However, in our sample, BDNF values did not change and even decreased after six weeks of antidepressant treatment. Although contrary to the neurotrophin hypothesis, this is in line with several recent studies that do not show a BDNF increase over the course of antidepressant treatment and other studies that also reported a clinical response to treatment without BDNF increase [18,22] or BDNF variations, independent of continuous application of antidepressants [47,48,49]. Our results were found while controlling for age and sex. Furthermore, we neither found significant associations between serum BDNF concentrations/NAA concentrations and body weight/BMI or smoking (Pearson correlations p > .05), which have been previously reported to affect peripheral BDNF levels [50,51,52]. Taken together, our results suggest that reduced BDNF might be a precondition to response to antidepressive medication rather than its consecutive change directly parallels clinical symptoms.

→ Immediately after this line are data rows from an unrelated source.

Issue #3537, opened 2026-07-06
Add support for replies to help snippets


Saber0324:
I've noticed that a decent amount of new users ignore the snippets of the bot that are responding to commands such as !learn or !code. 

A simple yet effective solution to this would make the bot reply to the same message that the caller replies, and if the command invoke isn't a reply, the bot maintains its current behavior. 

This would make it so when replying to a "how can I learn python?" with an "!learn" will draw the new users attention to the snippet thanks to the bot's replying to their message instead of just sending a message like it currently does.

Saber0324:
I would like to work in this issue myself.

jb3:
@Saber0324 Issue is approved and assigned, feel free to PR when ready.

PR #3538, opened 2026-07-06
Add support for replies to help snippets

Saber0324:
PR for issue #3537  

This implementation makes the bot reply to the *same message that the caller replies*, and if the command invoke isn't a reply, the bot maintains its current behavior, sending the snippet without replying to the caller.
If the caller replies to himself, the bot also maintains the no-reply behavior.

It is currently implemented for (all aliases of):
- !learn
- !kind
- !pep
- !src
- !code
- !res
- !gif

Due to the use of `LinePaginator.paginate` in `!rule` command, I wasn't able to implement it for all of its variants, so I left it untouched for consistency. (I'll open an issue about it if the PR gets merged)
image

### DIFF
--- a/bot/exts/info/pep.py
+++ b/bot/exts/info/pep.py
@@ -94,7 +94,7 @@ class PythonEnhancementProposals(Cog):
                 colour=Colour.red(),
             )
 
-            await send_or_reply(ctx, embed)
+        await send_or_reply(ctx, embed)
 
 async def setup(bot: Bot) -> None:
     """Load the PEP cog."""
--- a/bot/exts/info/pep.py
+++ b/bot/exts/info/pep.py
@@ -6,7 +6,7 @@ from discord.ext.commands import Cog, Context, command
 
 from bot.bot import Bot
 from bot.log import get_logger
-from bot.utils.messages import get_reference_message
+from bot.utils.messages import send_or_reply
 
 log = get_logger(__name__)
 
@@ -94,11 +94,7 @@ class PythonEnhancementProposals(Cog):
                 colour=Colour.red(),
             )
 
-        if message_reference := await get_reference_message(ctx):
-            await message_reference.reply(embed=embed)
-        else:
-            await ctx.send(embed=embed)
-
+            await send_or_reply(ctx, embed)
 
 async def setup(bot: Bot) -> None:
     """Load the PEP cog."""
--- a/bot/exts/info/pep.py
+++ b/bot/exts/info/pep.py
@@ -6,6 +6,7 @@ from discord.ext.commands import Cog, Context, command
 
 from bot.bot import Bot
 from bot.log import get_logger
+from bot.utils.messages import get_reference_message
 
 log = get_logger(__name__)
 
@@ -93,7 +94,10 @@ class PythonEnhancementProposals(Cog):
                 colour=Colour.red(),
             )
 
-        await ctx.send(embed=embed)
+        if message_reference := await get_reference_message(ctx):
+            await message_reference.reply(embed=embed)
+        else:
+            await ctx.send(embed=embed)
 
 
 async def setup(bot: Bot) -> None:
--- a/bot/exts/info/source.py
+++ b/bot/exts/info/source.py
@@ -9,6 +9,7 @@ from discord.utils import escape_markdown
 from bot.bot import Bot
 from bot.constants import URLs
 from bot.exts.info.tags import TagIdentifier
+from bot.utils.messages import get_reference_message
 
 SourceObject = commands.HelpCommand | commands.Command | commands.Cog | TagIdentifier | commands.ExtensionNotLoaded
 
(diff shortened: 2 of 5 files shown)


jb3:
For various reasons we probably don't want to add this functionality to `!rule`, so I wouldn't worry about that limitation.

It is not users responsibility to moderate others and the rule command serves as a reference rather than a tool for non-staff members.

bot/exts/info/source.py
```diff
@@ -40,12 +41,20 @@ async def source_command(
             embed = Embed(title="Bot's GitHub Repository")
             embed.add_field(name="Repository", value=f"[Go to GitHub]({URLs.github_bot_repo})")
             embed.set_thumbnail(url="https://avatars1.githubusercontent.com/u/9919")
-            await ctx.send(embed=embed)
+
+            if message_reference := await get_reference_message(ctx):
+                await message_reference.reply(embed=embed)
+            else:
+                await ctx.send(embed=embed)
```
brass75: I see this same code block a bunch of times in here - probably should refactor into a function and use that.

Saber0324: It was left this way for ease of use, not all commands implement bare `ctx.send`, some of them include it inside a `wait_for_deletion` call, this makes it more flexible, even if it's more verbose.

ShaharNaveh (dismissed):
I approve if it's worth anything

brass75 (dismissed):

bot/utils/messages.py
```diff
@@ -285,3 +285,27 @@ async def upload_log(
...
+        return None
+    try:
+        referenced_message = await ctx.fetch_message(ctx.message.reference.message_id)
+    except (discord.Forbidden, discord.NotFound):
+        referenced_message = None
+    if referenced_message is None:
+        return None
+    if referenced_message.author == ctx.author:
+        return None
+    return referenced_message
```
Sacul0457: You can use `ctx.message.reference.resolved` or `ctx.message.reference.cached_message` so that an api fetch is used only when necessary. See the d.py docs if needed.

also I think it's cleaner if it was structured this way:
```py
try:
        ...
except ...:
        return None
else:
         ...
```

bot/utils/messages.py
```diff
@@ -285,3 +285,28 @@ async def upload_log(
...
+    try:
+        referenced_message = ctx.message.reference.resolved
+    except (discord.Forbidden, discord.NotFound):
+        return None
+    else:
+        if referenced_message is None or isinstance(referenced_message, DeletedReferencedMessage):
+            return None
+        if referenced_message.author == ctx.author:
+            return None
+        return referenced_message
```
Sacul0457, line 307: sorry if wasn't very clear,
it should look something like this

```suggestion
async def get_reference_message(ctx: Context) -> Message | None:
    """Return a message reference if the reference exists and it does not refer to the author of the message."""
    if ctx.message.reference is None:
        return None
    try:
        referenced_message = .resolved or .cached_message or await fetch_message(...)
    except (discord.Forbidden, discord.NotFound):
        return None
    else:
        if isinstance(referenced_message, DeletedReferencedMessage):
            return None
        if referenced_message.author == ctx.author:
            return None
        return referenced_message
```

`NotFound` and `Forbidden` won't ever be raised unless an API call is made.
Basically the idea is to check the data in `resolved`, if empty, check `cached_message`, if also empty finally make an api call.

bot/utils/messages.py
```diff
@@ -285,3 +285,33 @@ async def upload_log(
...
+    try:
+        referenced_message = (
+        ctx.message.reference.resolved
+        or ctx.message.reference.cached_message
+        or await ctx.fetch_message(ctx.message.reference.message_id)
+        )
+    except (discord.Forbidden, discord.NotFound):
+        return None
+    else:
+        if referenced_message is None or isinstance(referenced_message, DeletedReferencedMessage):
```
Sacul0457, line 303: Yes this looks gud now, just one minor nit: `referenced_message` can never be `None` here as if `resolved` or `cached_message` is None, we will fetch using the API, which will raise `NotFound` etc. if the message can't be fetched.

bot/utils/messages.py
```diff
@@ -285,3 +285,33 @@ async def upload_log(
...
+        return referenced_message
+
+async def send_or_reply(ctx: Context, embed: Embed) -> Message:
+    """
+    Sends the bot message as a reply if the callers message has a reference.
+
+    If the callers message does not have a reference, the bot messsage is sent without reply
+    """
+    if message_reference := await get_reference_message(ctx):
+        return await message_reference.reply(embed=embed)
```
onerandomusername: This can fail if the referenced message is deleted between the fetch and send. 

This is undesirable behavior since the bot will just fail to respond in that case. The command has been invoked, a reply being deleted shouldn't cause the bot to not reply either.

One of two options:
- You'll need to construct a new reference with `fail_if_not_exists` set to False and provide that to .send()
- try, except a failure, try again without the reference.

onerandomusername (changes requested):

bot/utils/messages.py
Saber0324:
```py
    reference = None
    if message_reference := await get_reference_message(ctx):
        reference = message_reference
    return await ctx.send(embed=embed, reference=reference)
```

Would this approach work? I tested the `None` case by commenting the line that sets the `message_reference` and it's sent as a normal message. This is the simplest solution I came across.

Actually, looking at how you reconstruct references, the first approach you mentioned is better, mine would fail anyways since an exception is raised.

```py
    if message_reference := await get_reference_message(ctx):
        reference = message_reference.to_reference(fail_if_not_exists=False)
        return await ctx.send(embed=embed, reference=reference)
    return await ctx.send(embed=embed)
```

I don't like the duplication, but this avoids what you mentioned.

Saber0324: image

I confirmed that this version works, is there anything else I could upgrade? ^^

bot/exts/info/pep.py
```diff
@@ -93,8 +94,7 @@ async def pep_command(self, ctx: Context, pep_number: int) -> None:
                 colour=Colour.red(),
             )
 
-        await ctx.send(embed=embed)
-
+            await send_or_reply(ctx, embed)
```
ShaharNaveh: Was this indented inside the else on purpose?

ShaharNaveh (approved):

L3viathan (approved):

jb3 (approved):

In contrast to most studies that assess BDNF in an acute state or for a few weeks under medication, there are some studies that argue that low peripheral BDNF might be associated with a chronic rather than an initial depressive state [24,47]. Bus et al. [47] showed that over two years, serum BDNF persistently decreased in a group of depressed patients independently of remission and antidepressant treatment. Furthermore, in this depressed group, they found a steeper serum BDNF decrease compared to healthy controls and initially depressed subjects. Hence it has been suggested that BDNF may not only be crucial in the development of depression but that depression may contribute to low BDNF even in a remitted state. Furthermore, in neuroimaging studies, neuronal atrophies are rather found in episodic and chronic than in first episode depression [53,54] which is supposed to be due to the toxic impact of glucocorticoid hyperactivation caused by chronic stress [55]. This evidence suggests that, mediated by the toxic impact of cortisol/glucocorticoides on depression-related brain regions, only chronic stress might lead to a downregulation of BDNF and finally contributes to depression development and its maintenance. This guided us to two speculations: First, BDNF increase may occur over longer periods of time and more likely as a consequence of symptom amelioration and may not be necessary for primary response and remission, even if some antidepressants do affect BDNF concentrations [56,57]. According to Duman [58], the observed serum BDNF decrease could reflect a latency in the synthesis process of BDNF. Secondly, the initial antidepressant effect on neuroplasticity may be reduced with long term administration [47]. Since in our sample most of the patients had a history of antidepressive treatment (77%), this may have affected their BDNF response to medication, which could reflect a potential tolerance to the neuroplasticity effect of antidepressants like Bus et al. [47] speculate.

As mentioned above, it has also been suggested that BDNF may not only be crucial in the development of depression but that depression may contribute to low BDNF even in a remitted state. Since more than half of the patients (53.9%) in our sample had a history of episodic or chronic depression, this could account for our finding of a further decreasing serum BDNF in the time course of antidepressant medication independently of response or remission. In regard to trait depression, Lang et al. [59] as well as Terracciano et al. [60] found that mentally healthy subjects with depressive personality traits have lower serum BDNF concentrations than subjects without these personality traits. Moreover, female patients were over-represented in our sample (61.8%), which might account for our finding that disease duration is associated with decreased BDNF levels as shown before by de Azevedo Cardoso et al. [61].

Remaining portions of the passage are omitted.